Today, we must understand that the real end-users of recruiting systems are actually the jobseekers not the just the recruiting professionals.

(All quotes in this section from: "Don’t Reengineer. Reimagine", Strategy + Business, Summer 2013, Schumacher, MacGibbon and Collins)

This new breed of vendors sees the HR space quite differently. They realize that HR is actually comprised of several constituent groups (not just HR departments) and ignoring one of the largest (i.e., job seekers) is wrong. These new vendors also see new technologies (e.g., social media) as something more than a simple bolt-ons to existing HR technologies and processes. The bolt-on thought process is no longer relevant – reimagination is now the order of the day.

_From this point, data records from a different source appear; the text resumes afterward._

Issue #174, opened 2017-03-20
Toast while making favorite and when toggle button is clicked


anant-dev:
we can add a toast of short description to let user know what happened, on clicking the heart in individual trigger and on clicking the toggle button for respective trigger.

danielpassos:
I'd like to use `Snackbar` instead of `Toast`

anant-dev:
@danielpassos Ok i will make the changes and make a new pr

danielpassos:
@anant-dev You don't need to make a new one. You can update the current one!

shubhamvashisht:
@danielpassos sir, guided by @garg-anuj i am already on something similar to it. i will update the issue #124 .

danielpassos:
ok

anant-dev:
@danielpassos  i have updated the pr please review.

PR #176, opened 2017-03-20
Add toast for favourites and triger toggle

anant-dev:
Fixes issue #174 Please review the pull request.

### DIFF
--- a/mobile/src/main/java/org/hawkular/client/android/fragment/TriggerDetailFragment.java
+++ b/mobile/src/main/java/org/hawkular/client/android/fragment/TriggerDetailFragment.java
@@ -28,6 +28,7 @@ import org.jboss.aerogear.android.store.sql.SQLStoreConfiguration;
 import android.content.Context;
 import android.os.Bundle;
 import android.support.annotation.Nullable;
+import android.support.design.widget.Snackbar;
 import android.view.LayoutInflater;
 import android.view.View;
 import android.view.ViewGroup;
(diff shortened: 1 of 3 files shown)


danielpassos:
@anant-dev Can you please replace `Toast` by `Snackbar`

mobile/src/main/java/org/hawkular/client/android/fragment/TriggerDetailFragment.java
```diff
@@ -72,10 +73,12 @@ public void toggleTriggerFavouriteStatus(){
 
         if (store.read(trigger.getId()) == null) {
             store.save(trigger);
+            Toast.makeText(getContext(),"Added to Favourites", Toast.LENGTH_SHORT).show();
```
danielpassos: All strings should be provided from `strings.xml`

m-murad: Try not to hard code the strings.
Instead user the strings.xml resources file to save strings so that the application can be used by non english speaking people.
Just an opinion

danielpassos (changes requested):

mobile/src/main/java/org/hawkular/client/android/fragment/TriggerDetailFragment.java
anant-dev: ok

danielpassos (approved):

mobile/src/main/java/org/hawkular/client/android/fragment/TriggerDetailFragment.java
anant-dev: ok i have taken care of it in the new commit. Thanks for the suggestion :+1:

The early poster child for the new reimagined world of HR may be LinkedIn. Their 285 million social profiles, chock full of employment and education history, is triggering wholesale changes in the recruiting processes of many firms. And, in time, it may drive additional changes in HR technologies, too.

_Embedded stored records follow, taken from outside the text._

PR #183, opened 2017-03-21
Resource leak fixed.

m-murad:
Fixes resource leak in `TriggersFragment`.


KeenWarrior:
@free4murad It will be awesome if you roam around entire app and resolve all resource leaks at once

KeenWarrior (approved):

In the reimagined world of HR, savvy vendors and HR executives see what a problem time really is. Great job seekers get scooped up by more nimble, faster employers. These job seekers now work for (or will soon work for) companies that get that:

  • A jobseeker’s time is valuable and scarce. If your firm fatigues a jobseeker, the jobseeker will voluntarily abandon the process much like e-commerce buyers abandon virtual shopping carts.
  • Time to Hire is a key metric. If your firm takes weeks or months to complete the Identify/Source, Interview/Offer and Decision process, you’re losing/bleeding great talent.
  • New tools expand the potential jobseeker prospect pool and the broader the pool, the better quality of worker that will be acquired for this employer. People like to work other great people (just as few people like to work with a bunch of low quality colleagues and superiors).   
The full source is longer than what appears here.